▸ HOW TO COMPLETE THIS TASK: For the data below, work out the number of lines containing the string "cursor" and answer with that number only.

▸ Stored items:
-----
PR #1790, opened 2026-07-17
Persist remote runtime state

### LINKED ISSUE #1782: 架构：将远程会话运行态外置到 Redis / 持久化存储
## 背景

#1750 明确了当前远程会话、终端 relay、输出缓冲和命令队列仍有关键运行态保存在单个 Web 进程内。Kubernetes 多副本部署可以通过 sticky session 降低误路由，但不能提供 active session 的无状态漂移或 Pod 重启恢复。

## 目标

- 将 remote agent connection registry、session->machine mapping、HTTP polling command queue、SSE output cursor/buffer、terminal relay metadata 的可共享部分外置到 Redis 或持久化存储
- 明确哪些对象仍必须保持进程内（例如真实 WebSocket 对象），并为它们设计重连/重新注册协议
- 支持非粘性负载均衡下的远程会话控制面，或在技术上无法支持时给出可检测的配置保护

## 验收标准

- Active remote session 的控制 API 不依赖命中同一个 Web pod
- Pod 重启后的会话恢复语义有自动化测试覆盖
- Kubernetes 文档可移除或放宽 sticky session 限制

richardhuang:
## Summary
- Persist remote HTTP polling commands, command responses, and SSE output replay state for cross-pod remote-session control
- Add remote runtime state migration/schema entries and document the remaining process-local WebSocket boundary
- Cover pod-restart/cross-process command delivery, output replay, and response recovery with issue tests

## Tests
- pytest tests/issues/1782/test_remote_runtime_state.py tests/issues/1748/test_deployment_alignment.py tests/issues/1781/test_tenant_boundaries.py -q
- pytest tests/issues/604/test_remote_session_ha.py tests/issues/604/test_session_models_route.py tests/unit/test_remote_projects_api.py tests/unit/test_session_access.py tests/unit/test_remote_session_manager_timeline.py tests/unit/test_remote_assistant_message.py -q

Closes #1782

### DIFF
--- a/app/modules/workspace/remote_agent_manager.py
+++ b/app/modules/workspace/remote_agent_manager.py
@@ -47,10 +47,10 @@ class RemoteAgentManager:
     Tracks active agent connections, monitors heartbeats, dispatches
     commands to agents, and routes agent responses back to sessions.
 
-    Runtime boundary: connection objects, output buffers, HTTP polling command
-    queues, and pending request events are process-local. Multi-pod deployments
-    require sticky routing for active remote sessions until issue #1782 moves
-    shareable state into Redis or another persistent coordination layer.
+    Runtime boundary: live connection objects are process-local, but HTTP
+    polling commands, command responses, session-machine bindings, and SSE
+    output replay are persisted so active remote-session control APIs do not
+    depend on hitting the same web process.
     """
 
     HEARTBEAT_TIMEOUT_SECONDS = 180  # 3 minutes without heartbeat = offline
@@ -63,6 +63,12 @@ class RemoteAgentManager:
     # Prevents unbounded memory growth when SSE disconnects but CLI continues
     # 5000 messages ≈ 3-5 minutes of AI output, covers most brief disconnect scenarios
     MAX_BUFFER_SIZE = 5000
+
+    # Persisted runtime-state retention. These tables externalize the shareable
+    # control plane state for HTTP-polling agents; live socket objects remain
+    # process-local by design.
+    COMMAND_TTL_SECONDS = 3600
+    OUTPUT_RETENTION_SECONDS = 24 * 3600
 
     # Session recovery window (seconds) - allows reconnection after brief disconnects
     # Sessions are only cleaned up if they've been inactive longer than this window
@@ -83,9 +89,9 @@ class RemoteAgentManager:
             self.db = Database(db_url=f"sqlite:///{self.db_path}")
         else:
             self.db = Database()
-        # Process-local WebSocket connections: {machine_id: websocket_connection}.
-        # See the class docstring and issue #1782 before removing sticky routing
-        # from Kubernetes or other horizontally scaled deployments.
+        # Process-local live connection markers: {machine_id: websocket_connection}.
+        # HTTP polling commands/responses are persisted for cross-pod delivery;
+        # actual socket objects remain tied to the process that owns them.
         self._connections: dict[str, Any] = {}
         # Session to machine mapping: {session_id: machine_id}
         self._session_machines: dict[str, str] = {}
@@ -1013,10 +1019,12 @@ class RemoteAgentManager:
         Returns:
             True if command was queued successfully.
         """
-        with self._lock:
-            if machine_id not in self._command_queues:
-                self._command_queues[machine_id] = []
-            self._command_queues[machine_id].append(command)
+        queued = self._persist_command(machine_id, command)
+        if not queued:
+            with self._lock:
+                if machine_id not in self._command_queues:
+                    self._command_queues[machine_id] = []
+                self._command_queues[machine_id].append(command)
 
         if machine_id not in self._connections:
             logger.info(
@@ -1030,7 +1038,88 @@ class RemoteAgentManager:
     def get_pending_commands(self, machine_id: str) -> list[dict]:
         """Get and clear pending commands for an HTTP-mode agent."""
         with self._lock:
-            return self._command_queues.pop(machine_id, [])
+            memory_commands = self._command_queues.pop(machine_id, [])
+        return memory_commands + self._claim_persisted_commands(machine_id)
+
+    def _persist_command(self, machine_id: str, command: dict[str, Any]) -> bool:
+        """Persist an HTTP-polling command so any web pod can deliver it."""
+        command = dict(command)
+        command_id = str(command.get("command_id") or command.get("request_id") or uuid.uuid4())
+        command["command_id"] = command_id
+        session_id = command.get("session_id")
+        command_type = command.get("command") or command.get("type") or ""
+        now = datetime.now(timezone.utc).replace(tzinfo=None)
+        expires_at = (now + timedelta(seconds=self.COMMAND_TTL_SECONDS)).isoformat()
+        try:
+            with self.db.connection() as conn:
+                cursor = conn.cursor()
+                cursor.execute(
+                    f"""
+                    INSERT INTO remote_runtime_commands
+                    (command_id, machine_id, session_id, command_type, payload,
+                     status, created_at, expires_at)
+                    VALUES ({_params(8)})
+                    """,
+                    (
+                        command_id,
+                        machine_id,
+                        str(session_id) if session_id else None,
+                        str(command_type),
+                        json.dumps(command),
+                        "pending",
+                        now.isoformat(),
+                        expires_at,
+                    ),
+                )
+                conn.commit()
+            return True
+        except Exception as e:
+            logger.warning("Falling back to in-memory command queue for %s: %s", machine_id, e)
+            return False
+
+    def _claim_persisted_commands(self, machine_id: str) -> list[dict]:
+        """Claim pending persisted commands for a polling agent."""
+        now = datetime.now(timezone.utc).replace(tzinfo=None).isoformat()
+        claimed: list[dict] = []
+        try:
+            with self.db.connection() as conn:
+                cursor = conn.cursor()
+                cursor.execute(
+                    f"""
+                    SELECT id, payload
+                    FROM remote_runtime_commands
+                    WHERE machine_id = {_param()}
+                      AND status = 'pending'
+                      AND (expires_at IS NULL OR expires_at > {_param()})
+                    ORDER BY id ASC
+                    LIMIT 100
+                    """,
+                    (machine_id, now),
+                )
+                rows = cursor.fetchall()
+                for row in rows:
+                    command_id = row["id"]
+                    cursor.execute(
+                        f"""
+                        UPDATE remote_runtime_commands
+                        SET status = 'delivered', delivered_at = {_param()}
+                        WHERE id = {_param()} AND status = 'pending'
+                        """,
+                        (now, command_id),
+                    )
+                    if cursor.rowcount != 1:
+                        continue
+                    try:
+                        payload = json.loads(row["payload"])
+                    except (TypeError, ValueError, json.JSONDecodeError):
+                        logger.warning("Skipping corrupt remote command payload id=%s", command_id)
+                        continue
+                    if isinstance(payload, dict):
+                        claimed.append(payload)
+                conn.commit()
+        except Exception as e:
+            logger.warning("Failed to claim persisted commands for %s: %s", machine_id, e)
+        return claimed
 
     def send_command_with_response(
         self,
@@ -1075,12 +1164,21 @@ class RemoteAgentManager:
             },
         )
 
-        # Wait for response (gevent Event.wait is coroutine-safe)
+        # Wait for response. The in-process Event handles the same-pod fast
+        # path; the DB poll handles non-sticky deployments where the agent's
+        # command_response lands on another web pod.
         pending = self._pending_requests[request_id]
-        if pending["event"].wait(timeout):
-            result = pending["result"]
-        else:
-            result = None  # Timeout
+        deadline = time.time() + timeout
+        result = None
+        while time.time() < deadline:
+            remaining = max(0.0, deadline - time.time())
+            if pending["event"].wait(min(0.2, remaining)):
+                result = pending["result"]
+                break
+            result = self._get_persisted_command_response(request_id)
+            if result is not None:
+                break
+        if result is None:
             logger.warning(
                 "Timeout waiting for %s response from agent %s (session %s)",
                 command,
@@ -1093,6 +1191,23 @@ class RemoteAgentManager:
             self._pending_requests.pop(request_id, None)
 
         return cast("dict | None", result)
+
+    def _get_persisted_command_response(self, request_id: str) -> dict | None:
+        """Read a command response persisted by another web process."""
+        try:
+            row = self.db.fetch_one(
+                f"SELECT response_payload FROM remote_runtime_commands WHERE command_id = {_param()}",
+                (request_id,),
+            )
+        except Exception:
+            return None
+        if not row or not row.get("response_payload"):
+            return None
+        try:
+            result = json.loads(row["response_payload"])
+        except (TypeError, ValueError, json.JSONDecodeError):
+            return None
+        return result if isinstance(result, dict) else None
 
     def handle_command_response(self, data: dict) -> None:
         """
@@ -1115,6 +1230,27 @@ class RemoteAgentManager:
             logger.warning(
                 "Received response for unknown request %s", request_id[:8] if request_id else "N/A"
             )
+        if request_id:
+            self._persist_command_response(request_id, data.get("result"))
+
+    def _persist_command_response(self, request_id: str, result: Any) -> None:
+        """Persist a command response for cross-pod waiters."""
+        try:
+            self.db.execute(
+                f"""
+                UPDATE remote_runtime_commands
+                SET status = {_param()}, response_payload = {_param()}, responded_at = {_param()}
+                WHERE command_id = {_param()}
+                """,
+                (
+                    "responded",
+                    json.dumps(result) if result is not None else None,
+                    datetime.now(timezone.utc).replace(tzinfo=None).isoformat(),
+                    request_id,
+                ),
+            )
+        except Exception as e:
+            logger.debug("Failed to persist command response %s: %s", request_id[:8], e)
 
     def store_browse_result(self, request_id: str, result: dict) -> None:
         """Store browse result from agent for later retrieval."""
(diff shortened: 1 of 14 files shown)


richardhuang:
Review of Persist remote runtime state

Externalizing the HTTP-polling command queue, command responses, and the SSE output replay buffer into the database is the right direction for cross-pod remote sessions, and the migration + test coverage are reasonable. The main concerns are a read-modify-write race in the output index, synchronous DB writes on the streaming hot path, and unbounded row growth.

### High `_persist_output` has a read-modify-write race on `event_index`
- **Location:** `app/modules/workspace/remote_agent_manager.py`, `_persist_output` (`SELECT COALESCE(MAX(event_index),0)+1 ... ` then `INSERT ... (session_id, event_index, ...)`).
- **Issue:** `event_index` is computed with a `SELECT MAX(...)+1` and then inserted in a separate statement inside the same connection, but nothing locks the row range. Under concurrent producers — two web pods (or two SSE handler threads) buffering output for the same session, which is now explicitly a supported topology — both can read the same `next_index` and the second `INSERT` violates the unique constraint `uq_remote_runtime_outputs_session_index`. The resulting `IntegrityError` is swallowed by the broad `except Exception` and logged at `debug`, so the output chunk is silently dropped.
- **Impact:** On Postgres multi-pod deployments (the target use case for this PR), concurrent output for one session silently loses events and may desynchronize SSE replay ordering. On SQLite it happens to be serialized by the database write lock, but this is incidental and not enforced by the code.
- **Suggestion:** Make the index assignment atomic: on Postgres use an advisory/sequence or `INSERT ... RETURNING` with a per-session sequence-equivalent, or wrap the read+insert in `SELECT ... FOR UPDATE` / `SERIALIZABLE`; on SQLite keep it in one transaction but document the assumption. Also, on a uniqueness violation you currently drop the event — consider retrying with `MAX+1` re-read instead, since dropping stdout mid-stream is worse than a small ordering delay.

### Medium `buffer_output` now performs a synchronous DB INSERT on every output event
- **Location:** `app/modules/workspace/remote_agent_manager.py`, `buffer_output` (calls `self._persist_output(session_id, output)` before the in-memory append).
- **Issue:** Every streamed output chunk (token-level SSE during code generation, which can be many per second) now opens a DB connection, runs a `SELECT MAX` and an `INSERT`, and commits — all on the streaming hot path. The `MAX_BUFFER_SIZE = 5000` comment already acknowledges high-frequency output; multiplying that by a DB round-trip per event materially increases latency and DB load, especially on Postgres across pods.
- **Impact:** Higher tail latency for streaming and heavier DB write amplification; under load this can itself cause the `_persist_output` failures that the broad `except` then hides.
- **Suggestion:** Batch/coalesce output writes (e.g. flush every N events or every T ms from a small in-memory queue), or move persistence to a background writer, and keep the in-memory deque as the authoritative fast path. The current per-event commit will not scale to the documented buffer sizes.

### Medium No retention/purge for `remote_runtime_commands` and `remote_runtime_outputs`
- **Location:** Both new tables define `expires_at` and indexes on it (`idx_remote_runtime_commands_expires`, `idx_remote_runtime_outputs_expires`), but no code path ever `DELETE`s expired rows.
- **Issue:** Rows are written on every command and every output event and never removed. The `expires_at` column is consulted on read (so reads stay correct), but storage grows without bound for the deployment lifetime. `remote_runtime_outputs` in particular grows fast (see the Medium item above).
- **Impact:** Unbounded table growth; read queries that filter by `expires_at > now` still scan growing indexes, and backups/migrations get larger over time.
- **Suggestion:** Add a periodic cleanup (reuse the existing heartbeat/monitor loop, or a small scheduled task) that runs `DELETE FROM remote_runtime_commands WHERE expires_at < ?` / `DELETE FROM remote_runtime_outputs WHERE expires_at < ?`. The `expires` indexes are already there for exactly this.

### Medium `is_session_ended` now issues a DB query on every call and swallows all errors as "not ended"
- **Location:** `app/modules/workspace/remote_agent_manager.py`, `is_session_ended` (was in-memory only; now falls back to `SELECT status FROM agent_sessions ... ` with `except Exception: return False`).
- **Issue:** Two things. (1) This method is on a hot path and previously was a cheap dict lookup; it now opens a connection and runs a query whenever the in-memory flag is unset (e.g. after a pod restart, before any output has re-flagged it). (2) On any DB error it returns `False` (session "not ended"), which can cause control APIs to keep operating on a session that is actually terminal while the DB is briefly unavailable.
- **Impact:** Extra DB load on a frequently-called method, and a fail-open default that can mask a terminal session during DB hiccups.
- **Suggestion:** Cache the "ended" DB result for a short TTL (and cache negatives too, or at least negative-within-this-request), and consider failing closed (or re-raising) for callers that need a definitive answer. At minimum, distinguish "DB error" from "row exists and is active".

### Low `_claim_persisted_commands` deletes nothing and can orphan delivered rows, and the per-row UPDATE loop is N round-trips
- **Location:** `app/modules/workspace/remote_agent_manager.py`, `_claim_persisted_commands`.
- **Issue:** Claiming sets `status='delivered'` row-by-row (one UPDATE per claimed command, up to LIMIT 100), which is N database round-trips per poll. Delivered/responded rows are also never deleted (ties into the Medium retention issue). If a command is claimed by pod A but pod A dies before delivering, the row stays `delivered` and will not be re-claimed by pod B.
- **Impact:** Higher per-poll DB cost at scale; small window for a lost command on pod failure between claim and delivery.
- **Suggestion:** Consider a single `UPDATE ... WHERE id IN (...) RETURNING payload` to claim atomically, and treat the delivered-but-not-responded state as re-claimable after a short timeout (e.g. `delivered_at < now - X`).

### Low `send_command` silently falls back to in-memory queue, which is then invisible cross-pod
- **Location:** `app/modules/workspace/remote_agent_manager.py`, `send_command` (`queued = self._persist_command(...)`; on `False` it appends to `self._command_queues[machine_id]`).
- **Issue:** When the DB insert fails, the command is stored only in the local process memory. If the owning pod restarts, or if the agent is polling a different pod, that command is lost — but `send_command` still returns `True` (success), so callers believe it was queued durably.
- **Impact:** A transient DB outage converts a "durable" command into a best-effort in-memory one without signaling the caller.
- **Suggestion:** Either return `False` (or a distinct status) when persistence fails so callers can retry or surface the error, or clearly document that `send_command` is at-most-once/best-effort under DB failure.

richardhuang:
Second-round review of Persist remote runtime state

Follow-up pass. I re-read the merged code on `main` and focused this round on dimensions R1 did not cover: payload deserialization safety, stale-owner reads after re-claim, output replay ordering guarantees, cross-pod response durability, and reconnect command de-duplication. No repetition of R1.

### [Resolved] Deserialization is JSON-only; no pickle/eval attack surface
- **Location:** `app/modules/workspace/remote_agent_manager.py:1113`, `:1207`, `:1494` (all `json.loads(...)` with narrow `except (TypeError, ValueError, json.JSONDecodeError)`).
- **Issue:** I checked the R2 deserialization-safety angle. All persisted payloads (`remote_runtime_commands.payload`, `response_payload`, `remote_runtime_outputs.payload`) are stored and read as JSON text, never `pickle`/`marshal`/`yaml.load`. Corrupt payloads are skipped with a warning and `isinstance(..., dict)` guards, so a malformed row cannot inject behavior.
- **Impact:** None — the deserialization surface is safe.
- **Suggestion:** No change. Keep the `isinstance(payload, dict)` guard on each read path; it is the right defensive boundary.

### [Open] Read-modify-write race on `event_index` still unresolved on merged `main`
- **Location:** `app/modules/workspace/remote_agent_manager.py:1435-1459` (`SELECT COALESCE(MAX(event_index),0)+1` then separate `INSERT`) inside `with self.db.connection()`.
- **Issue:** Re-checked on `main`. The connection context manager (`app/repositories/database.py:357-399`) uses psycopg2's default `READ COMMITTED`; two concurrent `_persist_output` calls for the same session can both read the same `next_index`, the second `INSERT` hits `uq_remote_runtime_outputs_session_index`, and the `IntegrityError` is swallowed by `except Exception` at `:1461` (`logger.debug`). The event is dropped. This is the R1 High; confirming it is still live.
- **Impact:** Same as R1 — concurrent output for one session (multi-pod, the target topology) silently loses events.
- **Suggestion:** Track as follow-up. Cheapest fix that preserves ordering: on `IntegrityError`, re-read `MAX+1` and retry once instead of dropping the event. Atomic options (per-session sequence, `INSERT ... ON CONFLICT ... DO NOTHING` + re-read) are better.

### [Medium] `buffer_output` persists before appending to the in-memory deque, so a DB write failure produces a cross-pod-only gap with no signal
- **Location:** `app/modules/workspace/remote_agent_manager.py:1390-1399` (`self._persist_output(...)` runs first; on failure it logs `debug` and the code still appends to the local deque).
- **Issue:** New angle. When `_persist_output` raises (DB blip, the race above), the event is still appended to the local in-memory deque, so the originating pod's own SSE replay stays correct — but the persisted store never gets it. A different pod handling an SSE reconnect (`get_buffered_output:1416` prefers `_get_persisted_output` when non-empty) will then serve a sequence with a hole, and because `event_index` is computed per-insert, the surviving events get renumbered on the next successful write, so the two pods' views of the index space diverge.
- **Impact:** Under DB pressure, cross-pod SSE replay silently skips the events that failed to persist and the index numbering becomes inconsistent across pods (the in-memory pod has indices N, N+1; the persisted view has N, N+2 after a gap). Users on a non-sticky pod see dropped/interleaved output with no error.
- **Suggestion:** Either (a) make the persisted index the single source of truth and have in-memory replay read through it (so they cannot diverge), or (b) on persist failure, flag the in-memory deque as "authoritative only locally" so a reconnecting client is told to pin to the originating pod. At minimum, log persist failures at `warning`, not `debug`, since they cause user-visible output loss.

### [Medium] `_claim_persisted_commands` re-claim after a mid-delivery pod crash is blocked by the `delivered` status with no timeout
- **Location:** `app/modules/workspace/remote_agent_manager.py:1100-1119` (sets `status='delivered'` per row) and the claim `WHERE` clause at `:1091-1093` only selects `status = 'pending'`.
- **Issue:** R1 noted the orphan-window; re-confirming and sharpening it. If pod A claims a command (`status='delivered'`, `delivered_at=now`) and crashes before the agent actually receives it, the row is stuck `delivered` forever — the claim query only ever selects `pending`, so pod B's next poll will never re-deliver it, and there is no `delivered_at < now - X` re-claim path. The command is lost until the row expires out of reads (`expires_at`) but it is never re-delivered. The TTL (`COMMAND_TTL_SECONDS = 3600`) only governs whether it is *selected*, not whether it is re-claimed.
- **Impact:** A web-pod crash between claim and delivery silently drops a queued command in HA mode. For control commands (e.g. `get_session_info`, run start) this surfaces as a hung `send_command_with_response` that times out rather than retrying on another pod.
- **Suggestion:** Treat `delivered` rows as re-claimable after a short timeout: `WHERE status = 'pending' OR (status = 'delivered' AND delivered_at < now - <reclaim_seconds>)`, and make the claim a single atomic `UPDATE ... WHERE id IN (...) RETURNING payload, id` so the claim itself cannot be lost to a crash between SELECT and UPDATE.

### [Low] `_persist_command_response` UPDATE is silently a no-op when the command row is unknown to this pod
- **Location:** `app/modules/workspace/remote_agent_manager.py:1236-1253` (`UPDATE remote_runtime_commands SET response_payload = ... WHERE command_id = ?`) and `:1195-1210` (read by `command_id`).
- **Issue:** New angle on R1's "send_command falls back to in-memory." When the agent's `command_response` lands on a pod that did not issue the command, `handle_command_response` (`:1233`) unconditionally calls `_persist_command_response`. If the command was issued in-memory-only (DB insert failed at `_persist_command`, `:1076-1078`), there is no row with that `command_id`, so the UPDATE matches zero rows and the response is silently discarded — but the waiter on the issuing pod already fell back to in-memory queue and will never see this response either. The command/response are both best-effort under DB failure with no caller signal.
- **Impact:** Low probability (requires DB failure during both issue and response), but the combination silently loses a response with `send_command_with_response` returning `None` (timeout) rather than a distinct "degraded" status.
- **Suggestion:** At minimum, log when `_persist_command_response` updates zero rows (`cursor.rowcount == 0`) so the loss is observable; ideally surface a distinct status from `send_command` when persistence failed so callers can retry.

### [Low] Replay ordering is correct (`ORDER BY event_index ASC`) but the index is not exposed to clients for gap detection
- **Location:** `app/modules/workspace/remote_agent_manager.py:1476` (`ORDER BY event_index ASC`) and `:1498` (`payload.setdefault("event_index", row["event_index"])`).
- **Issue:** Ordering is preserved — good. The replayed events do get an `event_index` attached. However, a reconnecting SSE client that asks for `after_index=N` and receives events `N+1, N+3` (because `N+2` was dropped by the race above, or trimmed by `LIMIT MAX_BUFFER_SIZE`) has no signal that a gap occurred — the indices are embedded but nothing asserts continuity or sends a "gap detected" marker.
- **Impact:** Low; clients cannot distinguish a clean replay from one with dropped events.
- **Suggestion:** Optional: when the first returned `event_index` > `after_index + 1`, or a gap appears between consecutive rows, emit an explicit `{type: "gap", from: X, to: Y}` marker so clients can force a full refresh instead of rendering a silently-incomplete transcript.

richardhuang:
Fixed in https://github.com/open-ace/open-ace/pull/1799: _persist_output now serializes the event_index read-modify-write (BEGIN IMMEDIATE on SQLite, pg_advisory_xact_lock on PostgreSQL) and retries on uniqueness collisions instead of swallowing the IntegrityError at debug level. The High finding is addressed there.

richardhuang:
Third-round review of Persist remote runtime state

Third-round pass, focused on confirming Round-1/Round-2 status against current `main` and on the dimensions called out for this PR (SSE replay under large history, command-response table growth, pod-crash recovery window, transaction isolation). No new issues this round — the earlier findings are all still live and tracked; details below.

### [Still open] Read-modify-write race on `event_index` still unresolved on merged `main`
- **Location:** `app/modules/workspace/remote_agent_manager.py:1429-1460` (`SELECT COALESCE(MAX(event_index),0)+1` then a separate `INSERT` inside `with self.db.connection()`) and `:1461-1462` (`except Exception: logger.debug(...)`).
- **Issue:** Re-confirmed on `main`. `app/repositories/database.py:358` (`connection()`) uses the pooled psycopg2 connection at Postgres default `READ COMMITTED`; two concurrent `_persist_output` calls for the same session can both read the same `next_index`, the second `INSERT` hits `uq_remote_runtime_outputs_session_index` (`schema/schema-postgres.sql:2200`), and the `IntegrityError` is swallowed at `debug` level. The event is dropped. Follow-up #1799 (`make remote output event_index assignment atomic`) is still **OPEN / not merged**, so the High is not yet fixed on `main`.
- **Impact:** Same as R1/R2 — concurrent output for one session (multi-pod, the target topology) silently loses events and can desynchronize SSE replay.
- **Suggestion:** Land #1799 (or equivalent: per-session sequence / `INSERT ... ON CONFLICT DO NOTHING` + re-read / advisory lock, and retry on uniqueness violation instead of dropping the event).

### [Still open] `buffer_output` persists before appending to the in-memory deque; on persist failure the two views diverge
- **Location:** `app/modules/workspace/remote_agent_manager.py:1390-1399` (`_persist_output` runs first; on failure it logs `debug` and the code still appends to the local deque) + `get_buffered_output:1416-1418` (returns persisted output immediately when non-empty, ignoring the in-memory deque).
- **Issue:** Unchanged on `main`. Under DB pressure the originating pod's in-memory replay stays correct but the persisted store gets a hole, and a non-sticky pod serves a sequence with gaps and renumbered indices. R2 angle still applies.

### [Still open] `_claim_persisted_commands` never re-claims `delivered` rows after a mid-delivery crash
- **Location:** `app/modules/workspace/remote_agent_manager.py:1088-1098` (claim `WHERE status = 'pending'`) and `:1100-1109` (per-row `UPDATE ... SET status='delivered'`). No `delivered_at < now - X` re-claim path.
- **Issue:** Unchanged. A web-pod crash between claim and delivery strands the row at `delivered` forever; pod B's next poll never re-delivers it. `COMMAND_TTL_SECONDS = 3600` only governs selection, not re-claim.

### [Still open] No retention/purge for `remote_runtime_commands` and `remote_runtime_outputs`
- **Location:** No `DELETE FROM remote_runtime_commands` / `DELETE FROM remote_runtime_outputs` anywhere in `remote_agent_manager.py`. `OUTPUT_RETENTION_SECONDS = 24h` and `expires_at` are only consulted on read; both tables grow unbounded.
- **Issue:** Unchanged. `idx_remote_runtime_commands_expires` / `idx_remote_runtime_outputs_expires` exist but nothing consumes them. This compounds with the per-event INSERT on the streaming hot path.

### [Still open] `is_session_ended` issues a DB query on every call and fails open on error
- **Location:** `app/modules/workspace/remote_agent_manager.py:1511-1527` (`SELECT status FROM agent_sessions` with `except Exception: return False`, no negative caching).
- **Issue:** Unchanged. Hot-path DB query with a fail-open default; the docstring at `:1512` still claims "in-memory, no DB query", which is now inaccurate.

### [Still open] Low-severity items
- `send_command` (`:1008-1036`) still returns `True` after falling back to in-memory queue on persist failure, so callers believe the command was durably queued when it is now best-effort/local-only.
- `_persist_command_response` (`:1236-1253`) still does a silent no-op UPDATE (zero `rowcount`) when the command row is unknown to this pod; the response is discarded with no log.
- Replay ordering is correct (`ORDER BY event_index ASC`, `:1476`) but a reconnecting client still gets no "gap detected" marker when events were dropped by the race/trim.

### Dimensions checked this round, no new issues
- **SSE replay under large history:** `_get_persisted_output` (`:1464-1500`) is bounded by `LIMIT MAX_BUFFER_SIZE` and served from the `uq_remote_runtime_outputs_session_index` / `idx_remote_runtime_outputs_session_index` (session_id, event_index) index, so latency does not scale with table size. No new issue. (Minor: the unique constraint and the standalone btree on `(session_id, event_index)` are redundant — the constraint already provides the index — but this is negligible storage, not a correctness or perf concern.)
- **Command-response table growth:** `_get_persisted_command_response` (`:1195-1203`) polls by `command_id`, which has the `remote_runtime_commands_command_id_key` UNIQUE constraint (`schema-postgres.sql:2068`), so the 0.2s poll is an index lookup, not a scan. Bounded by the 5s default timeout. No new perf issue; the growth itself is the open retention item above.
- **Pod-crash recovery window:** on restart the in-memory `_output_buffers`/`_session_end_flags` reset, but `get_buffered_output` falls back to `_get_persisted_output` (`:1416-1418`) and `is_session_ended` re-reads `agent_sessions.status` from the DB, so recovery is consistent once the DB is reachable. No new gap.
- **Transaction isolation:** `db.connection()` runs at Postgres default `READ COMMITTED`; this is the root of the `event_index` race (the High above) and is addressed by #1799's locking. No additional isolation issue beyond that.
-----
▸ WORKED SOLUTION: 9